Lunch-Bucket Lives takes the reader on a bumpy ride through the history of Hamilton’s working people from the 1890s to the 1930s. It ambles along city streets, peers through kitchen doors and factory windows, marches up the steps of churches and fraternal halls, slips into saloons and dance halls, pauses to hear political speeches, and, above all, listens for the stories of men, women, youths, and children from families where people relied mainly on wages to survive.
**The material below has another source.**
PR #3539, opened 2016-10-14
PR: Remember format for floats in dataframe editor

jitseniesen:
This pull request is to make Spyder remember the format that the user sets for floats in the DataFrameEditor by storing it in the user configuration settings. Fixes #2728.

- A new config setting `dataframe_format` is introduced in the variable explorer section in the user config. This setting contains the format, without the leading `%` character (e.g., if the format is `'%.3f'` then the setting is stored as `'.3f'`). The reason for this is that it is apparently impossible to have a config setting with a `%` character, because this is used in `ConfigParser` for interpolation.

Heron takes wage-earning as a central element in working-class life, but also looks beyond the workplace into the households and neighbourhoods—settlement patterns and housing, marriage, child care, domestic labour, public health, schooling, charity and social work, popular culture, gender identities, ethnicity and ethnic conflict, and politics in various forms—presenting a comprehensive view of working-class life in the first half of the twentieth century.
This book has been published with the help of a grant from the Federation for the Humanities and Social Sciences, through the Awards to Scholarly Publications Program, using funds provided by the Social Sciences and Humanities Research Council of Canada.
Lunch-Bucket Lives is exhaustively researched and documented,… a thoroughly engaging history… will prove a model as much for historians engaged in labour history as it will for those conducting community or local history.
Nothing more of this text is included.